Minnesota Commerce Department Challenges Otter Tail Power Rate Hike
The Minnesota Department of Commerce recommended a 70 percent reduction on August 19 to the $19.3 million rate increase proposed by Otter Tail Power for electric service.
Otter Tail Power (OTP) – an investor-owned electric utility that provides service to 61,100 residential, commercial, and industrial customers in Minnesota – filed a request (Docket No. E017/GR-15-1033) on February 16 with the Minnesota Public Utilities Commission (MPUC) for authority to increase retail electric rates in the amount of $19.3 million, or 9.8 percent.
The average monthly impact of the proposed rate increase for residential customers would be $9.53 per month, or $114.36 per year, according to the utility. General service business customers would see a bill increase of about $22 per month, or $264 annually.
Otter Tail noted, “The impact on individual customers will be higher or lower depending on each individual customer’s actual electric consumption.” The company said that the proposed increase reflects its investments in new environmental technologies and grid reliability, paired with overall rising costs.
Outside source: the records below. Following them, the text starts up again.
PR #5177, opened 2026-08-10
fix(scripts): make the test harness own the process trees it spawns (gas-px0)

AJBcoding:
The sharded test harness ran `go test` as a bare foreground call in the caller's process group, with no trap and no external watchdog — so a shard binary that defeats Go's own `-test.timeout` (non-preemptible loop, wedged runtime) outlives its dead parent chain and orphans to PID 1. Measured instance (kit-k72d, routed as gas-px0): a `gc.test` at PPID 1 ran **5h34m at ~99% CPU** past its `-test.timeout=20m`, parent chain gone, nothing reaped it. A second, cheaper variant accumulates litter instead of load: socket-parked tmux servers from test runs (9 live on the triage host, oldest 2h, all traceable to one fixture).

## What this changes (scripts/ only — 4 files, no production Go)

- **`scripts/lib/harness-reap.sh`** (new): the mechanism. Portable process-group ownership via bash job control (`set -m` + group kill — macOS has no `setsid(1)`; bash 3.2-safe, which the shard runner already tests against).
- **`scripts/test-go-test-shard`**: each product run gets its own process group; the runner traps `EXIT/INT/TERM/HUP` and tears the group down; an external watchdog at `GO_TEST_TIMEOUT` + grace catches a run that defeats Go's internal timeout. The watchdog sends **SIGQUIT first** — the Go runtime dumps all goroutine stacks into the shard log, so the next occurrence *names the wedged test* (the open question kit-k72d could not answer without that artifact) — then SIGKILL.
- **`scripts/test-local-parallel`**: same ownership at the fan-out level, with a drain window wide enough for nested shard-runner traps to finish before the outer kill (a narrower window would re-orphan exactly what this prevents).
- **Start-of-run sweep** covering both populations: orphaned `*.test` binaries (PPID 1, older than the go budget) and `gct-*` socket-parked tmux servers. Narrow by construction — only sockets under a `gct-*` path are in scope, so a developer's own tmux server is structurally unreachable; live sibling runs are spared via the existing PID-in-dirname ownership convention; `GC_TEST_NO_ORPHAN_SWEEP=1` opts out.

## Verification (measured, recorded on gas-px0)

- Both regression tests watched RED first, then green; reintroducing the bug flips `TestGoTestShardLeavesNothingHoldingTheCallersPipe` red at 60s.
- Group isolation measured directly (`runner_pgid=75773` vs `product_run_pgid=76357`).
- Sweep validated against the triage host's real process table: identified all 9 stranded tmux servers, skipped every live one; later ran during a full gate while 8 other agents' test binaries were live (several at 60–100% CPU) and logged **zero kills** — concurrent work is structurally out of scope, not lucky.
- One self-inflicted bug caught and fixed by the full-package run: killing the watchdog by PID orphaned its `sleep`, which held the caller's stdout pipe; killing the watchdog's *group* fixes it (pinned by the pipe test).
- `go test ./scripts` ok 144.6s; `go build ./...`; `go vet`; `gofmt`; `shellcheck -S warning`; pre-commit lint clean.

The branch was pushed with a declared `--no-verify`: the macOS pre-push suite red was proven pre-existing by checking out the base commit `014aee18b` in a throwaway worktree without this change and reproducing the identical firmlink-path failure (`/var/folders` vs `/private/var/folders`, the #5111 class). This change cannot reach those tests — `scripts/*_test.go` is `package scripts_test`, imported by nothing in `cmd/gc` or `internal/`.

## Deliberately out of scope

- The `test/tmuxtest` dir sweep still removes a run dir without killing that run's processes (which converts reachable orphans into unreachable ones — the accumulation mechanism). #5056 fixes the source fixture; the harness sweep here is the backstop. A kill-then-remove follow-up is tracked separately.
- Question (a) — *which* test wedges — is deliberately not guessed; the SIGQUIT escalation makes it self-answering on next occurrence.

Tracked in the gas city as gas-px0 (routed from kit-k72d host triage).

cc @sjarmak


AJBcoding:
**Updated: rebased onto current `main` and fixed the CI failure. 53 checks green, and the one remaining red is an infrastructure blip, not this diff.**

### What was failing

The single root failure was `TestRepositoryLedgerMatchesCensusAndDocumentation` (`internal/testpolicy/resourcecensus`); `CI / integration` and `CI / required` were just aggregating it. This PR adds a new untagged test file, `scripts/harness_reap_test.go`, so the resource-debt ratchet counted it and six baseline rows drifted.

### Attribution was measured, not inferred

Rather than read the deltas off the failure text, I dropped that one file from the scanner's own occurrence list and re-ran the real validator, which then passed — so the file accounts for the entire drift: exactly **4 subprocess + 2 `time.Sleep`** calls, `+1 file` on each row because the file is new.

| Row | Before | After |
| --- | --- | --- |
| audit `all`/subprocess | 607 / 173 | 611 / 174 |
| audit `all`/fixed_sleep | 436 / 161 | 438 / 162 |
| debt `untagged`/subprocess | 411 / 117 | 415 / 118 |
| debt `untagged`/fixed_sleep | 286 / 114 | 288 / 115 |
| small `untagged`/subprocess | 404 / 113 | 408 / 114 |
| small `untagged`/fixed_sleep | 286 / 114 | 288 / 115 |

Only `baseline_calls`/`baseline_files` moved; `reported_*` is left as historical evidence, and `TESTING.md` was regenerated with the package's own `-update` flag rather than hand-edited.

### Why re-baseline instead of a build tag

Not preference — a build tag only removes a file from the `untagged` scopes, while the two audit rows count all tracked test source regardless, so tagging cannot make those green. The two sleeps are also not reducible: both are poll intervals inside deadline-bounded loops keyed on a lifecycle signal (a pid file appearing, a process leaving the process table), which is what the `fixed_sleep` invariant asks for, and there is no shared polling helper in the repo to borrow. Swapping `time.Sleep` for a ticker would lower the count without lowering the real cost. Testing a harness that reaps process trees requires spawning process trees and waiting for them to die.

I also rebased onto current `main` first (the branch was 53 commits behind, and the ledger had moved three times in that window). CI builds the *merge* of head into base, so a re-baseline computed on the stale base would have been correct arithmetic about a tree nobody builds.

### The one remaining red needs a re-run, not a fix

`Integration / rest-smoke-1-of-2` failed in **environment setup, before compiling anything**:

```
Install dolt v2.1.7
curl: (22) The requested URL returned error: 503   <- 6 retries, all 503
##[error]Process completed with exit code 22
```

No test ran, so no diff could have caused it. I don't have rerun rights here — **could a maintainer re-run that job?** I expect it to go green and clear both aggregator checks.

Verified locally: `./internal/testpolicy/resourcecensus` green (was 6 drifting rows); `go test ./scripts` ok 157.99s with all six harness-reap regressions passing and none skipped; `go build ./...`, `go vet ./...`, `gofmt` all clean.

cc @sjarmak

quad341 (approved):
@AJBcoding — measuring the actual failure (5h34m at ~99% CPU, PPID 1, past a 20m `-test.timeout`) instead of theorizing about it, then writing regression tests you watched go red *first*, is how this class of bug gets fixed once rather than four times. The SIGQUIT-before-SIGKILL escalation is my favorite detail: you didn't guess which test wedges, you made the next occurrence answer that itself. And special credit for catching your own bug — the watchdog's orphaned `sleep` holding the caller's pipe — then pinning it with `TestGoTestShardLeavesNothingHoldingTheCallersPipe` rather than quietly fixing it.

However, the state’s Department of Commerce claims that the utility’s proposal greatly overstated costs – including an excessive rate of return on equity (capital costs), excessive costs assigned to the utility’s retail customers, and inappropriate accounting assumptions. What’s more, the department alleges, the utility’s proposal understated revenues.
The Commerce Department claims its analysis found Otter Tail Power’s proposed rate increase can be reduced by more than 70 percent, or $14 million – all while allowing the utility to maintain safe, reliable service and obtain a reasonable rate of return on equity.
“The issues raised by the Minnesota Department of Commerce are typical discussion points in any rate case,” said Otter Tail Power Vice President Cris Oehler, during an interview with the local Fergus Falls, Minnesota, Daily Journal. “The Commerce Department’s responsibility is to evaluate and question whether our customers should pay for certain costs. We’ll file our rebuttal testimony September 12.”
In the interim, while the proposed rate increase is under review, the Public Utilities Commission granted the utility a temporary rate increase of $16.82 million, or about 9.56 percent, beginning last April 16. If the final rates approved by the commission are lower, the utility will refund customers the difference with interest.
Four public hearings on the utility’s rate proposal are set for this week in Bemidji, Crookston, Fergus Falls, and Morris, Minnesota.
After written testimony, public hearings and evidentiary hearings are completed Administrative Law Judge Eric L. Lipman will present his recommendations to the PUC, which is expected to issue a decision early next year.